(Beginning of Record set)

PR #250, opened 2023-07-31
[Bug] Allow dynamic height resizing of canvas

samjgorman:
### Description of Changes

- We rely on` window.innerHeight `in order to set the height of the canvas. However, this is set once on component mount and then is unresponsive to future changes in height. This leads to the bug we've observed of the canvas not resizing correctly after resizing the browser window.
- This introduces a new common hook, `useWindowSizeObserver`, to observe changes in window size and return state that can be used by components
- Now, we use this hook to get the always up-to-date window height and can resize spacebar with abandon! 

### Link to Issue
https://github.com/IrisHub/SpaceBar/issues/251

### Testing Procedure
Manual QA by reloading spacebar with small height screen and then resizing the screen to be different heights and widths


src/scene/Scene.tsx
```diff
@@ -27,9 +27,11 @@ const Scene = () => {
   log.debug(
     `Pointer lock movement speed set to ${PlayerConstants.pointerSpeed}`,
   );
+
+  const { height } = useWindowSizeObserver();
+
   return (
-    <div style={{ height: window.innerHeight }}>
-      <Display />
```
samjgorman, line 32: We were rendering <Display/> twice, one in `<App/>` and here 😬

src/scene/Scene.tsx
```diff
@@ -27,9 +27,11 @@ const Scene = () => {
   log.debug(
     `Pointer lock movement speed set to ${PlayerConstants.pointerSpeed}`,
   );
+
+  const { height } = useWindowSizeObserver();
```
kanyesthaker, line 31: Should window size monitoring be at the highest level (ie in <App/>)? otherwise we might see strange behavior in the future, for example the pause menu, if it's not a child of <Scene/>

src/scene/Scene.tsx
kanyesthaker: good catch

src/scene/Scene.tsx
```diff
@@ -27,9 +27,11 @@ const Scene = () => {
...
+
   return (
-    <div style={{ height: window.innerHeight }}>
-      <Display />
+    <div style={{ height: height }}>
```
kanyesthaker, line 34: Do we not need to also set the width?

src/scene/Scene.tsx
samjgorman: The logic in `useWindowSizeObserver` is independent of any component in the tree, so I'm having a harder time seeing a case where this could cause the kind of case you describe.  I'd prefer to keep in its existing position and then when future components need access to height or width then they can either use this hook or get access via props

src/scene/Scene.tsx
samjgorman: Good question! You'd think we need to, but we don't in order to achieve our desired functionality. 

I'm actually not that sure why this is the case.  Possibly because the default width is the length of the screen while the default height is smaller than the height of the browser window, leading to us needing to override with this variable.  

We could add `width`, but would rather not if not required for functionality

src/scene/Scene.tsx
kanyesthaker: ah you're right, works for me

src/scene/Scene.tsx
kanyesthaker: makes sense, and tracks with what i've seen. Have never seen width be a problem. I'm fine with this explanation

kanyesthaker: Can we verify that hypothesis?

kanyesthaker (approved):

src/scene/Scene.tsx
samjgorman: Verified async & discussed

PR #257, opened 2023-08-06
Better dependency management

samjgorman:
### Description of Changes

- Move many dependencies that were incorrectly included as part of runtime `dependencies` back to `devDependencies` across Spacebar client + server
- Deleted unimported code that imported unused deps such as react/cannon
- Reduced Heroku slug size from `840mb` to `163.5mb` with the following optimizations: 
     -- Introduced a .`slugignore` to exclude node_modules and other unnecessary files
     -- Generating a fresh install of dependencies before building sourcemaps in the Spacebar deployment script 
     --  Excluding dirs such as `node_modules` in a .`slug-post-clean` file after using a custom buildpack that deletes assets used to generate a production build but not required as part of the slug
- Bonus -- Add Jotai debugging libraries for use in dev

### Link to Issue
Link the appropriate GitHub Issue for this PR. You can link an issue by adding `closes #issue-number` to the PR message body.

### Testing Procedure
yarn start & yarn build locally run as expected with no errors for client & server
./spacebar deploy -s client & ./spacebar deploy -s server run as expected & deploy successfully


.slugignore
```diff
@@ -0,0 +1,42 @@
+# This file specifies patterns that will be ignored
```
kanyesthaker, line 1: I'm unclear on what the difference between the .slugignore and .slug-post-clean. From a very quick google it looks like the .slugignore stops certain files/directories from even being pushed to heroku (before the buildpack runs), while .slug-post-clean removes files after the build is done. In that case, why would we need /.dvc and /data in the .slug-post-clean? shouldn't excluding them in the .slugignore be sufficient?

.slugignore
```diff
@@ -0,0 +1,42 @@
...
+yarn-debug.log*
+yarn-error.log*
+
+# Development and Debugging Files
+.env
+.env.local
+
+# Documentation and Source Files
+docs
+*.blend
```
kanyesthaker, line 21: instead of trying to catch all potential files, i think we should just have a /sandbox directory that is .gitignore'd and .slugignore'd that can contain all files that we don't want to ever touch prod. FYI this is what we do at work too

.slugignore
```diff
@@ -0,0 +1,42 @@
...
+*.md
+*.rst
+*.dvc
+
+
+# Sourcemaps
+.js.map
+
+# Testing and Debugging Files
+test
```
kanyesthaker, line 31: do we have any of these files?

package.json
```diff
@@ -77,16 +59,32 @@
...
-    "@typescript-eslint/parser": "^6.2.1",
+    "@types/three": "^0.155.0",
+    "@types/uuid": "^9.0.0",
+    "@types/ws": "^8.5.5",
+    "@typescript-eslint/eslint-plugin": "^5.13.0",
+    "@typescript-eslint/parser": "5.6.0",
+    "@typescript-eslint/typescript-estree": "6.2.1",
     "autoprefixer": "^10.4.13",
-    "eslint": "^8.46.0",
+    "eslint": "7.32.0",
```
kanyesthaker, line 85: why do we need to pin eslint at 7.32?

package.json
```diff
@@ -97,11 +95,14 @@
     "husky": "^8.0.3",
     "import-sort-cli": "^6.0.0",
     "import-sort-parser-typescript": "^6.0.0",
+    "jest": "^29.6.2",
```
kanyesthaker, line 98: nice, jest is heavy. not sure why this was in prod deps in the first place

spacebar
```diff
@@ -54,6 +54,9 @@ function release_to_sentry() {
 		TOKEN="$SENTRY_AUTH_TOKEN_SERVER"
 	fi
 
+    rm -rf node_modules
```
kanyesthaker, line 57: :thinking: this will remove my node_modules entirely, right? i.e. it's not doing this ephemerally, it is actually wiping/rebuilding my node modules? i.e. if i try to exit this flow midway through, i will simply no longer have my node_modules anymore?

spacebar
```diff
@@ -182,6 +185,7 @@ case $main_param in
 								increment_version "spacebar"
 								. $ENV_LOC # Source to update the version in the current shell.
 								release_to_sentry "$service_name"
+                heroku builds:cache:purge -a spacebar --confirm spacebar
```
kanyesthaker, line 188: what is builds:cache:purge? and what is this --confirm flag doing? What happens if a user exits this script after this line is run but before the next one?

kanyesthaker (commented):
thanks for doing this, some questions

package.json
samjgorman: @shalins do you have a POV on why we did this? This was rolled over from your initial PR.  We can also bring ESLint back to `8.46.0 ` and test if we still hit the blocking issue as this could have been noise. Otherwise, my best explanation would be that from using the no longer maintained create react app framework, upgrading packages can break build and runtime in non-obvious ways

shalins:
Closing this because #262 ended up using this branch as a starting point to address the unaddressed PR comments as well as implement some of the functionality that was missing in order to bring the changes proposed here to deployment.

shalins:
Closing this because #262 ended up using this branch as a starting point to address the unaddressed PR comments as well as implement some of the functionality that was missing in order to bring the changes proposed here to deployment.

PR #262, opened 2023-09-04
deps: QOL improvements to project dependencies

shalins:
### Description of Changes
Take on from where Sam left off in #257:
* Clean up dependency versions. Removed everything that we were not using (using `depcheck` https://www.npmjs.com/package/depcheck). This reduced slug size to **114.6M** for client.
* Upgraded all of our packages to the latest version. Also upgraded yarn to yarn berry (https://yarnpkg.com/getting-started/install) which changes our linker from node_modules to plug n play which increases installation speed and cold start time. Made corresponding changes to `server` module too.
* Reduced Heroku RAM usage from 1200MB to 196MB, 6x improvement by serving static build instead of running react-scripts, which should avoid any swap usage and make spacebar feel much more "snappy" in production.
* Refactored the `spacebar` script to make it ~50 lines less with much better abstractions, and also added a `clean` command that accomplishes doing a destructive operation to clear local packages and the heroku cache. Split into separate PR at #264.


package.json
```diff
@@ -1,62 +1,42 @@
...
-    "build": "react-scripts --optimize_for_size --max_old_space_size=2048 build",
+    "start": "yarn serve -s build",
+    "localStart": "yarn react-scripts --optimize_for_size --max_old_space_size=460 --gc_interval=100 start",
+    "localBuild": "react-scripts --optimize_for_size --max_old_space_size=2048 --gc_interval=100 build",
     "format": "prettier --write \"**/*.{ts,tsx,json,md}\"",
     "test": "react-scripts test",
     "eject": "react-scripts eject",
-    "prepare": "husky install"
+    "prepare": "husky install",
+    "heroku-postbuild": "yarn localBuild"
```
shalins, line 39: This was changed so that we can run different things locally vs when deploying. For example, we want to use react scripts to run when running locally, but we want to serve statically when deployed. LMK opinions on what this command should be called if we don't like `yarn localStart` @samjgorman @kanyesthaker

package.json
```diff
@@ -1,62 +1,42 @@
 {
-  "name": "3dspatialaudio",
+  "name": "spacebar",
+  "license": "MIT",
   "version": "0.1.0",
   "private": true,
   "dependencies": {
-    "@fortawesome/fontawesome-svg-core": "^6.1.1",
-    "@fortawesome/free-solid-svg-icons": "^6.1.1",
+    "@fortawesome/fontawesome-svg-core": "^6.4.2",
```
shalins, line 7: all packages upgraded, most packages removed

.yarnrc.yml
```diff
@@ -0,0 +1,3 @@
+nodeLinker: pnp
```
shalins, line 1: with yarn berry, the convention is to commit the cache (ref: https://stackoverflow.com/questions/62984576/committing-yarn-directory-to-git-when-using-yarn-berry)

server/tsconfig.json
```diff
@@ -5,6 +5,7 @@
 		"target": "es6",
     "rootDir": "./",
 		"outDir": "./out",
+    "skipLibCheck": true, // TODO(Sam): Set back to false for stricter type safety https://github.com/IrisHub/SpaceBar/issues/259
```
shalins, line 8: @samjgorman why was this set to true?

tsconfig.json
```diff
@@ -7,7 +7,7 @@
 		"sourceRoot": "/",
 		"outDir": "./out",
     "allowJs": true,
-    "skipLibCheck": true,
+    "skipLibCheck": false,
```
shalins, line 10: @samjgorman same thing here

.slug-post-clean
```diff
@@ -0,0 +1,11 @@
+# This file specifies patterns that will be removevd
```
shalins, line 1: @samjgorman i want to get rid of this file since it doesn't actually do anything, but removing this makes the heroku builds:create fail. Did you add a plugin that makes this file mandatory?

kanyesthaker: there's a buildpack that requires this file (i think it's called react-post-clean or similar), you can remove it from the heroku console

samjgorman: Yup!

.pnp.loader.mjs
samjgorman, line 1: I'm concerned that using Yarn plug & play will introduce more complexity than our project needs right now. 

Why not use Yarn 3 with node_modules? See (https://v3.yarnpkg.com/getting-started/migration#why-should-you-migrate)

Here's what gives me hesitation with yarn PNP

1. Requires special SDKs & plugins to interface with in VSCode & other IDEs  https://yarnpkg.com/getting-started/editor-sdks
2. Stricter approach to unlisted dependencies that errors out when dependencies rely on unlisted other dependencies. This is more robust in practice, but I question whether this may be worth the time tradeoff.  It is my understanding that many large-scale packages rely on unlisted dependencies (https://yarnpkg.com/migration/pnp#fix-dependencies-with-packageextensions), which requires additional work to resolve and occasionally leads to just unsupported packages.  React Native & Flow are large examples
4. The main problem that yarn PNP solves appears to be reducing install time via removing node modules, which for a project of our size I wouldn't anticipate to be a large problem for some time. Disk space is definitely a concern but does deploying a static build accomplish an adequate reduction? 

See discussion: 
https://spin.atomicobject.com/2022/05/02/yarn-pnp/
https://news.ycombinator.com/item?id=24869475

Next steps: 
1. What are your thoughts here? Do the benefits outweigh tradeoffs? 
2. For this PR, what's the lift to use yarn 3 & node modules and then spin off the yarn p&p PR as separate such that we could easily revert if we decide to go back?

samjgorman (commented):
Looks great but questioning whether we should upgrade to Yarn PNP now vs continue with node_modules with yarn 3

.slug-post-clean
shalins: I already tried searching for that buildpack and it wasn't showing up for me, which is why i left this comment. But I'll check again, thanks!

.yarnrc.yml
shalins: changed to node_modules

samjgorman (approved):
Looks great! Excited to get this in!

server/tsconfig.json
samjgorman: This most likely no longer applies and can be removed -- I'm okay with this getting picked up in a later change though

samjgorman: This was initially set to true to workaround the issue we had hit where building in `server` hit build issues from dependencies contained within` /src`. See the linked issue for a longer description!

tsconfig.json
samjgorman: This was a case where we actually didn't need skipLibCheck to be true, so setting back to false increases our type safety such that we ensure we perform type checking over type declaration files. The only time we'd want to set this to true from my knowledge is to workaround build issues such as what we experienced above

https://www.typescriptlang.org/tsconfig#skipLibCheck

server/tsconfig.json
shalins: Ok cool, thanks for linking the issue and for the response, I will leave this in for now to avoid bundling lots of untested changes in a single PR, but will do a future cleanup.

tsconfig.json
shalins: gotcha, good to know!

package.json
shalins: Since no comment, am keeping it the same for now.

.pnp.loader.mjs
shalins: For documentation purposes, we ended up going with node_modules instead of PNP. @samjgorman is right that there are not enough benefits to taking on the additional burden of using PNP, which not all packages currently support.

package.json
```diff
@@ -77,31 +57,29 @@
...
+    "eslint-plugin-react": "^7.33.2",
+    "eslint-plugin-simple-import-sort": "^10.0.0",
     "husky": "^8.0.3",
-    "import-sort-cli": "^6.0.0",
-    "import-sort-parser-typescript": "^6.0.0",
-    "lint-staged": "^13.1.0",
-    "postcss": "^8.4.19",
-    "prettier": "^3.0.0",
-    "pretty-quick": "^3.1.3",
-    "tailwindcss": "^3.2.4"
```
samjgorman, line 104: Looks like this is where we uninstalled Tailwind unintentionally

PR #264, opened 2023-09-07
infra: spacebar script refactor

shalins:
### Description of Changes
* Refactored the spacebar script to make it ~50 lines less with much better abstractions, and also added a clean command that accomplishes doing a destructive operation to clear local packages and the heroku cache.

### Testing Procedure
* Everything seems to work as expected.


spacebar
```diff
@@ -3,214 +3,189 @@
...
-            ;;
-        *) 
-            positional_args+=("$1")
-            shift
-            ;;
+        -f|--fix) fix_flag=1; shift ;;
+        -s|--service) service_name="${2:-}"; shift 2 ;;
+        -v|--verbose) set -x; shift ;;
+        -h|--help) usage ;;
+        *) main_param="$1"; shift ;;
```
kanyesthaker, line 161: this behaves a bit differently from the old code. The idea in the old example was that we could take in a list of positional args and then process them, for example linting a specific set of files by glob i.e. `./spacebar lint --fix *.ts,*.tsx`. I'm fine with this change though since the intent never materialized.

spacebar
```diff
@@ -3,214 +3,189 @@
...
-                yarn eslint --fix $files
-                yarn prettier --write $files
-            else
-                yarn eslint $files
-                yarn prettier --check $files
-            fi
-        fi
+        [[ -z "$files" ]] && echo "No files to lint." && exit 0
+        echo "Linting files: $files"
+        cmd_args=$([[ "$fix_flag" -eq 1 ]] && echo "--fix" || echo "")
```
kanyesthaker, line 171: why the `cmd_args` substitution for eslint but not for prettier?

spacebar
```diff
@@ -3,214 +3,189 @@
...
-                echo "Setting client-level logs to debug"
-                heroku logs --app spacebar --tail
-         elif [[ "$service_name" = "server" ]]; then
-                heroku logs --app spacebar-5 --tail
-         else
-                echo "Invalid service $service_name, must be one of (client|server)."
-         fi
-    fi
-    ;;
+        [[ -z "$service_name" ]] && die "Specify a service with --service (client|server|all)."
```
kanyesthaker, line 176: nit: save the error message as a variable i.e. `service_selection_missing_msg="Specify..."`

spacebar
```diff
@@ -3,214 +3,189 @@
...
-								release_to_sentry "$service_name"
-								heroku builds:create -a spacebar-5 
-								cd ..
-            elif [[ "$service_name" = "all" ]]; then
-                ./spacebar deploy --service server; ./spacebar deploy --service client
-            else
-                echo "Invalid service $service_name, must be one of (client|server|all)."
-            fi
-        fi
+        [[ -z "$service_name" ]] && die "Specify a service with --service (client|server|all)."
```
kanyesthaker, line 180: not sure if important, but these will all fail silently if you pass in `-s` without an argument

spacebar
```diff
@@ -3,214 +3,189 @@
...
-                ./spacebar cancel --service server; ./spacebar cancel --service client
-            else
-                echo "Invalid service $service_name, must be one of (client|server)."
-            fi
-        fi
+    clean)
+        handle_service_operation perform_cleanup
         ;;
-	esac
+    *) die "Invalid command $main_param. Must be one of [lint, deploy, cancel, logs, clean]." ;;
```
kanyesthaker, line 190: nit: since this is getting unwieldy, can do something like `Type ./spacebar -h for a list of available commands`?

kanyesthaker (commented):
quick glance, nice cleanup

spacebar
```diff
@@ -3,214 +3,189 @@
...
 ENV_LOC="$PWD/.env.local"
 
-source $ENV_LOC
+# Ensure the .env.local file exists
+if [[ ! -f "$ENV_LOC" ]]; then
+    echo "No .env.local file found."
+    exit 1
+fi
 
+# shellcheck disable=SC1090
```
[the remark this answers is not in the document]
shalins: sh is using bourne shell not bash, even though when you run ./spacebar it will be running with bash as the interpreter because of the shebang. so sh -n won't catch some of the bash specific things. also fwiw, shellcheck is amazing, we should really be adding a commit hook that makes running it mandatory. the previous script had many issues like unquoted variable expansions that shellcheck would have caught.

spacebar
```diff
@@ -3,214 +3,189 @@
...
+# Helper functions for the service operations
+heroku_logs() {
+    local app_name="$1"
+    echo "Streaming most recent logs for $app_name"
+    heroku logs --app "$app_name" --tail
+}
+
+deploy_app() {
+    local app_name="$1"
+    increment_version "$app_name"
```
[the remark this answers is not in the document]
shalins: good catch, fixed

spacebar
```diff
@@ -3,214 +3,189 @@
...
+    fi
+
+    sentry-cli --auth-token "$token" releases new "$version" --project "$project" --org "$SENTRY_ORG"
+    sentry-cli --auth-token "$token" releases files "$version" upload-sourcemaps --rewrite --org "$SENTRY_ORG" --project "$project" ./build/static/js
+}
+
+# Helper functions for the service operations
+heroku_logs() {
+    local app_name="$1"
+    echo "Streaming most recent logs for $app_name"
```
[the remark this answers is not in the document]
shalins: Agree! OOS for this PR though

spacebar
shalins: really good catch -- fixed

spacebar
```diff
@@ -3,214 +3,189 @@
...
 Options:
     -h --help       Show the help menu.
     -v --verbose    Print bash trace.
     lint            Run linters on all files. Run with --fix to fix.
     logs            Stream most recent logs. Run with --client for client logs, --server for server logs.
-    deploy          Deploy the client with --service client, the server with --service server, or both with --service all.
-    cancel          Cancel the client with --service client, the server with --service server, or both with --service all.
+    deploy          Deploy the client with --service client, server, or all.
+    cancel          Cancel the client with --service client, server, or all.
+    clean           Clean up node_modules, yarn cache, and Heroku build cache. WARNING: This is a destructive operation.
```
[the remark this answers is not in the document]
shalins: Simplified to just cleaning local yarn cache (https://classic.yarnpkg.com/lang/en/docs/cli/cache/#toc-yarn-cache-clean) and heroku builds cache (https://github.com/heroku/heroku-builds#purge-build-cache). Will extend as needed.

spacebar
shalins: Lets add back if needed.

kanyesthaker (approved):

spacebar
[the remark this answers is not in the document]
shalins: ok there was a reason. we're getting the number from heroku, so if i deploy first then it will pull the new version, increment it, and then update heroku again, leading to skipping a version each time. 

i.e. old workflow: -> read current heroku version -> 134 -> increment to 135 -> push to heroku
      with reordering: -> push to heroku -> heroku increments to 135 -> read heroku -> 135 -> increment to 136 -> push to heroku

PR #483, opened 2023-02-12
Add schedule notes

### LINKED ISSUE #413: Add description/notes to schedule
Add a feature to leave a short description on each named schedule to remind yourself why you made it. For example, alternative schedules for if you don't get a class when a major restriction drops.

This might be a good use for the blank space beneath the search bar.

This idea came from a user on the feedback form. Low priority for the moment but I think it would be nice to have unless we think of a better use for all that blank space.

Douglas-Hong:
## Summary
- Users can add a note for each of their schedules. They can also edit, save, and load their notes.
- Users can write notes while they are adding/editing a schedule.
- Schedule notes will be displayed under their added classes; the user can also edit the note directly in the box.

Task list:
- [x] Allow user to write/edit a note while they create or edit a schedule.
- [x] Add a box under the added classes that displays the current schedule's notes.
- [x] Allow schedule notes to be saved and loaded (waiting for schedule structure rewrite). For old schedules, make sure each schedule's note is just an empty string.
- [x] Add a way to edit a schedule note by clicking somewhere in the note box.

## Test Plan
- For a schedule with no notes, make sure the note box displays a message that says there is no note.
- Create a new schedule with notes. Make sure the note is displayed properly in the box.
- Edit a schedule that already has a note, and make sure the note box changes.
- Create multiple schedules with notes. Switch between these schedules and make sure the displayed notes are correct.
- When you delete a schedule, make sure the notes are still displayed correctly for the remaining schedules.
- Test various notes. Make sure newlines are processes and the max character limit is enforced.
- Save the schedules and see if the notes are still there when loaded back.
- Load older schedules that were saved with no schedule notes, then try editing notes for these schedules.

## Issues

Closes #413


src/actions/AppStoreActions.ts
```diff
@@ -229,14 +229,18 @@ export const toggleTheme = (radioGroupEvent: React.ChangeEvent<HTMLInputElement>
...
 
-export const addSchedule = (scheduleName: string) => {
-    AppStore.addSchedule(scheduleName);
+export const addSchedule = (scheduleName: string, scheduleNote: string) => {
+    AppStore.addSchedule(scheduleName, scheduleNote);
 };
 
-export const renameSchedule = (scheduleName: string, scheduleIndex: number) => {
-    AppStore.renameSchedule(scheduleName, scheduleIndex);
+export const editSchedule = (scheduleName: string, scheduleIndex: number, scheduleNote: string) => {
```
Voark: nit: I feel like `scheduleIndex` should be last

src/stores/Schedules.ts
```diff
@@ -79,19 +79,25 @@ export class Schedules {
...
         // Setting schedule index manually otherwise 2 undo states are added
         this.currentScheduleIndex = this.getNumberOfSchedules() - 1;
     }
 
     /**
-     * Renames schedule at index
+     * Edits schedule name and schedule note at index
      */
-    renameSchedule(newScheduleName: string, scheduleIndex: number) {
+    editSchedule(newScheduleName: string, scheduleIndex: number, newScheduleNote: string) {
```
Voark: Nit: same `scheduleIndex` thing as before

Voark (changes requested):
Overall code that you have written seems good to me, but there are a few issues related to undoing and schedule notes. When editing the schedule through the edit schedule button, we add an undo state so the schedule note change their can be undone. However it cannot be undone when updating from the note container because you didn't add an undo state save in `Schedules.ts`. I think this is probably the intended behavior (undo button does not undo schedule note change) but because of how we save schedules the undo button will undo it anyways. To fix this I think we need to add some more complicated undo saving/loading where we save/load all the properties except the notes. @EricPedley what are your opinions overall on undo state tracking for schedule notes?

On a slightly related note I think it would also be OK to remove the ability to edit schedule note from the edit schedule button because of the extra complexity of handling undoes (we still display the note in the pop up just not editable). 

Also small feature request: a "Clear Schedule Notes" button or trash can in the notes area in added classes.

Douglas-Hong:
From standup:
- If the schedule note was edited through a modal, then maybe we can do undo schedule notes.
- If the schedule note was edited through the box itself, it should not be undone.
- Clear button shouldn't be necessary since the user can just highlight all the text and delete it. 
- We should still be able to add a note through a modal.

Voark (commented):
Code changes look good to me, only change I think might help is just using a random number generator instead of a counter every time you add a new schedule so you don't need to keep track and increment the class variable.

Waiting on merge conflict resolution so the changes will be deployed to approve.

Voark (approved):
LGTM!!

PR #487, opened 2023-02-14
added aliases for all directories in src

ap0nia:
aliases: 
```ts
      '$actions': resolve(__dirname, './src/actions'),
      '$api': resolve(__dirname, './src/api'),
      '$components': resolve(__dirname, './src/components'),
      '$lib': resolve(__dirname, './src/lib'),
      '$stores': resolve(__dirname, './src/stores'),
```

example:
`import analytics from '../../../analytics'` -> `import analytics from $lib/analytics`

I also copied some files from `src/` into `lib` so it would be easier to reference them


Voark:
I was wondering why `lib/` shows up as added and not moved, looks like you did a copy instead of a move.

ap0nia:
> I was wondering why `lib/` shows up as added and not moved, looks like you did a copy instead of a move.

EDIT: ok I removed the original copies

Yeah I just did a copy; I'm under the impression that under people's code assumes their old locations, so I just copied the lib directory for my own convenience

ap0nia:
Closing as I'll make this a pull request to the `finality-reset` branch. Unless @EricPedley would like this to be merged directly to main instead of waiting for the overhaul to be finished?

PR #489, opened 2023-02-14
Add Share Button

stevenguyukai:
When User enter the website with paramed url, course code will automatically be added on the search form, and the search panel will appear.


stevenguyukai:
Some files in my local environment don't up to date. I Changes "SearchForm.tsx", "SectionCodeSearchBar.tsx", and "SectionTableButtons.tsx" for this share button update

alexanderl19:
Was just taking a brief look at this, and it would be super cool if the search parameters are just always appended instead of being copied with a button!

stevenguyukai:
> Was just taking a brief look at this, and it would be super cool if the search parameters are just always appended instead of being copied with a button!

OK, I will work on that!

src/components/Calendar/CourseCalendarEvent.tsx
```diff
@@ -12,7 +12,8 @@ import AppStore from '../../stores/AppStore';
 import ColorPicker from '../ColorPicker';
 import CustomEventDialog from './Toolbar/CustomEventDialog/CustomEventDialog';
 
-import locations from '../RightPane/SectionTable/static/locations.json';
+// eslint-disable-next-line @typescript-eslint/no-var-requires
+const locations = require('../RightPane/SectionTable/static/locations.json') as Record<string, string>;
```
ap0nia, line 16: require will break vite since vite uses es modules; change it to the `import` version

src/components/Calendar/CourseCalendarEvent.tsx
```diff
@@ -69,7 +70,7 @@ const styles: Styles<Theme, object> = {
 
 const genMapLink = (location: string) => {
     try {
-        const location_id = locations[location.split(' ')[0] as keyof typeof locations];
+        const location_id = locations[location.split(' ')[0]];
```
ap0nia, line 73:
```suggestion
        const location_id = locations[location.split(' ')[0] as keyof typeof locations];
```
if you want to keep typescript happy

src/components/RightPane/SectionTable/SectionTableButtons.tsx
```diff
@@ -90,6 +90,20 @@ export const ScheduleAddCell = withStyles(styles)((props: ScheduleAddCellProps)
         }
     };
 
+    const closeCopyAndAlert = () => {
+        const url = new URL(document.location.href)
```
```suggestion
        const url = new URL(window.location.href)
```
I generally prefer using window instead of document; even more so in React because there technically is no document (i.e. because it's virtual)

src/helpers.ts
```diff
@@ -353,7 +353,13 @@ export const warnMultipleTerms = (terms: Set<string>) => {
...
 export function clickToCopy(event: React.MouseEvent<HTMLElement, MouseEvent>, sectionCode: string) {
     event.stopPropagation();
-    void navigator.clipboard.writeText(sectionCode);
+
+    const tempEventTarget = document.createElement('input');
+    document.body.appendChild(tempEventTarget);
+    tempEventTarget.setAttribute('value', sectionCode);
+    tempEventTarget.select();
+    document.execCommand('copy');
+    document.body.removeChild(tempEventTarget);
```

(End of Record set)

Task instructions: Every line that contains the string "into" should be returned from the data.

Completed task:
* Refactored the `spacebar` script to make it ~50 lines less with much better abstractions, and also added a `clean` command that accomplishes doing a destructive operation to clear local packages and the heroku cache. Split into separate PR at #264.
I also copied some files from `src/` into `lib` so it would be easier to reference them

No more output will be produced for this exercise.